§ **Task instructions**
On the basis of the records below, report how many lines contain the word "initial". Nothing else should be given.

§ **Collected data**
┌────────

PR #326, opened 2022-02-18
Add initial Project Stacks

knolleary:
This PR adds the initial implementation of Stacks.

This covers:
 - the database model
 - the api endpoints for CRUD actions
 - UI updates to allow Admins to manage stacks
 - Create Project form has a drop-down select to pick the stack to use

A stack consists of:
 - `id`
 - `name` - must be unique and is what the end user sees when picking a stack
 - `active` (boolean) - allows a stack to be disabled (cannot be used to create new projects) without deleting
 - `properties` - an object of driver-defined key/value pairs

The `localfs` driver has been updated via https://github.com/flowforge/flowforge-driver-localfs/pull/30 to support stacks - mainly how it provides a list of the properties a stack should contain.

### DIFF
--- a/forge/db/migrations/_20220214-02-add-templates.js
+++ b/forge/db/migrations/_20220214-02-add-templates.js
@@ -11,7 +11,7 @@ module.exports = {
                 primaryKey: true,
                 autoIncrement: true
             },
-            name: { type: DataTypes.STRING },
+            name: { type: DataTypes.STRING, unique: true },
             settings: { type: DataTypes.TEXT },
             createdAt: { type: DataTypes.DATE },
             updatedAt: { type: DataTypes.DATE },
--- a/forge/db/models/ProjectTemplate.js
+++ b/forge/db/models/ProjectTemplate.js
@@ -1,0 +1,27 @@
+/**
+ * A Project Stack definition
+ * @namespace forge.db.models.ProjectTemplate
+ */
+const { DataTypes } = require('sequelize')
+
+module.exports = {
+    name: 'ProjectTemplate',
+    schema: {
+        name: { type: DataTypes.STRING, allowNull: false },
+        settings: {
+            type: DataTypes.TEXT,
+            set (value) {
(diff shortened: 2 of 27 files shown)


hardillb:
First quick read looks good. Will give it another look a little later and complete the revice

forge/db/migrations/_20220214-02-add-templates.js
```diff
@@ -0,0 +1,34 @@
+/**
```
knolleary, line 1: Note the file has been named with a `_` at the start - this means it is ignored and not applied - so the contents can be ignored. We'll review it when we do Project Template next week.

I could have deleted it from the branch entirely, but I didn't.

└────────

§ **Response area**
2